Only the lines with "andreiltd" in the entries below belong in the answer; please copy them.

Items from a data source:
[Start of Attachment]

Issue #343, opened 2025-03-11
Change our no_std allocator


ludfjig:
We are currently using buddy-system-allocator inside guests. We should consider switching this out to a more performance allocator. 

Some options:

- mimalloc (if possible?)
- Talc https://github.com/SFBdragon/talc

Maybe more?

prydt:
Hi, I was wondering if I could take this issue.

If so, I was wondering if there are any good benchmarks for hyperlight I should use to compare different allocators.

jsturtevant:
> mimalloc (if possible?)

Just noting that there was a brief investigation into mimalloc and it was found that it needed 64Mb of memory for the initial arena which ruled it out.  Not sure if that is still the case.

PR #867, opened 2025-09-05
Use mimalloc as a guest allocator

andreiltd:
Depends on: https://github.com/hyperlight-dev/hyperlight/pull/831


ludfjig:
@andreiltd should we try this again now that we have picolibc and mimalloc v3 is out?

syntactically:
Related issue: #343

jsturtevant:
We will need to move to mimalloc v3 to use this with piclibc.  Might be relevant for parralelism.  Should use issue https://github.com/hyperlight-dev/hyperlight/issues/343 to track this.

[End of Attachment]

» WRITTEN REPLY
andreiltd:
@andreiltd should we try this again now that we have picolibc and mimalloc v3 is out?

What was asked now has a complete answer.